[Material for this exercise]

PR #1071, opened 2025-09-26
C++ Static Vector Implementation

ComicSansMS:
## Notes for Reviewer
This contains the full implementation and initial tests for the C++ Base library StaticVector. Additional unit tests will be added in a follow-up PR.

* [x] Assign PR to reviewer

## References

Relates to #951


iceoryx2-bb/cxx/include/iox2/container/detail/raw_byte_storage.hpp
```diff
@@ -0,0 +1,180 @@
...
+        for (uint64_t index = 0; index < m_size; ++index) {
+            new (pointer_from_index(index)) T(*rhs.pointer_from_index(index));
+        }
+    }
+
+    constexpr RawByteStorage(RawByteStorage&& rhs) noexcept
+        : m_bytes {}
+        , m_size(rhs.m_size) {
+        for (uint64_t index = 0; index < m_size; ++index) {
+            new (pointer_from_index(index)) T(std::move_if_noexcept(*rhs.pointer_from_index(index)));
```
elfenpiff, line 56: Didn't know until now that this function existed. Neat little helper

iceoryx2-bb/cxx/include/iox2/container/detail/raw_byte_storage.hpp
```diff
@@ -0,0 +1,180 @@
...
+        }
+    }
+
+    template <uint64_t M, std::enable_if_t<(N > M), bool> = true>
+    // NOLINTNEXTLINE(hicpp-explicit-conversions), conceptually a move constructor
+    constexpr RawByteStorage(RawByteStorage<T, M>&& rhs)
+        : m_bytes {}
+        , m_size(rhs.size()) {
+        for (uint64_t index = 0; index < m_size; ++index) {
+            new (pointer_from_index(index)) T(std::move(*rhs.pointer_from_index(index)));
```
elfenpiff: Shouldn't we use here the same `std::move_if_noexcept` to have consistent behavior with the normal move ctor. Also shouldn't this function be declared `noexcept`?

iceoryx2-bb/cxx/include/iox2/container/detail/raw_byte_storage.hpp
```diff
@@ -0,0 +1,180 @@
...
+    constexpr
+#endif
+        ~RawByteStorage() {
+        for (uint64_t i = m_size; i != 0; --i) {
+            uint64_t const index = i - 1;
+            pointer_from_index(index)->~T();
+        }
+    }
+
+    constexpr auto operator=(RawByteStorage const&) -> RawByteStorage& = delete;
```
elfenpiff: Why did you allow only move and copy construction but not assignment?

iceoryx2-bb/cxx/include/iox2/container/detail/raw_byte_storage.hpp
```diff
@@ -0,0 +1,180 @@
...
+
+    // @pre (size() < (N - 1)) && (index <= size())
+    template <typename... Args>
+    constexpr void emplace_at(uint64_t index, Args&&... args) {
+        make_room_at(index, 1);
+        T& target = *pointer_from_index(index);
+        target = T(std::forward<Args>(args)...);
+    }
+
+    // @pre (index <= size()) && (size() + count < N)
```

[/Material for this exercise]

* Problem
Wherever a line holds the word "constexpr", copy that line out of the entries above.

* Result
+    constexpr RawByteStorage(RawByteStorage&& rhs) noexcept
+    constexpr RawByteStorage(RawByteStorage<T, M>&& rhs)
+    constexpr
+    constexpr auto operator=(RawByteStorage const&) -> RawByteStorage& = delete;
+    constexpr void emplace_at(uint64_t index, Args&&... args) {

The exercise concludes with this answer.